PR #92427, opened 2023-09-21
Add trim analysis warnings for delegate creation

### LINKED ISSUE #84918: [feature/damAnalyzer] Action delegate is not handled correctly in the dataflow
Ldfn calls should end up resolving into a method call that generated a warning for the analyzer. See for example [code](https://github.com/dotnet/linker/blob/5200664cf29083ca64a65c7b792eafffbb859690/test/Mono.Linker.Tests.Cases/DataFlow/AnnotatedMembersAccessedViaReflection.cs#L207-L211)

sbomer:
The ILLink analyzer was not producing warnings for annotated methods, lambdas, or local functions accessed for delegate creation.

Some ExpectedWarnings for ILLink/NativeAot were updated to avoid relying on the name of the compiler-generated methods for lambdas or local functions, because the analyzer reports the warnings as:

IL2111: Method 'lambda expression' with parameters... is accessed via reflection.

Fixes https://github.com/dotnet/runtime/issues/84918

### DIFF
--- a/src/tools/illink/src/ILLink.RoslynAnalyzer/DataFlow/LocalDataFlowVisitor.cs
+++ b/src/tools/illink/src/ILLink.RoslynAnalyzer/DataFlow/LocalDataFlowVisitor.cs
@@ -4,6 +4,7 @@
 using System;
 using System.Collections.Immutable;
 using System.Diagnostics;
+using ILLink.RoslynAnalyzer.TrimAnalysis;
 using ILLink.Shared.DataFlow;
 using Microsoft.CodeAnalysis;
 using Microsoft.CodeAnalysis.FlowAnalysis;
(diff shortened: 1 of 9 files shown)


src/tools/illink/src/ILLink.RoslynAnalyzer/DataFlow/LocalDataFlowVisitor.cs
```diff
@@ -421,6 +422,32 @@ public override TValue VisitExpressionStatement (IExpressionStatementOperation o
...
+				// lambda or local function has an annotated this parameter.
+				var instance = TopValue;
+				return HandleDelegateCreation (lambda.Symbol, instance, operation);
+			}
+
+			Debug.Assert (operation.Target is IMethodReferenceOperation);
+			if (operation.Target is not IMethodReferenceOperation methodReference)
+				return TopValue;
+
+			TValue instanceValue = Visit (methodReference.Instance, state);
```
vitek-karas, line 441: Will this actually report IL2026 if the target method has RUC on it?
We never visit the method itself, we only visit the instance.

But I guess the RUC analyzer will do that instead, right? (we should really merge the two into one... ;-))

vitek-karas (approved):
Other than the RUC question - this looks good.

src/tools/illink/src/ILLink.RoslynAnalyzer/DataFlow/LocalDataFlowVisitor.cs
vitek-karas: Nice :-)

⁂

→ **TASK TO CARRY OUT**: All lines from the start of the entries through the line where "The ILLink analyzer" sits should be duplicated exactly, with nothing else in the output.

→ **PROBLEM SOLUTION**:
PR #92427, opened 2023-09-21
Add trim analysis warnings for delegate creation

### LINKED ISSUE #84918: [feature/damAnalyzer] Action delegate is not handled correctly in the dataflow
Ldfn calls should end up resolving into a method call that generated a warning for the analyzer. See for example [code](https://github.com/dotnet/linker/blob/5200664cf29083ca64a65c7b792eafffbb859690/test/Mono.Linker.Tests.Cases/DataFlow/AnnotatedMembersAccessedViaReflection.cs#L207-L211)

sbomer:
The ILLink analyzer was not producing warnings for annotated methods, lambdas, or local functions accessed for delegate creation.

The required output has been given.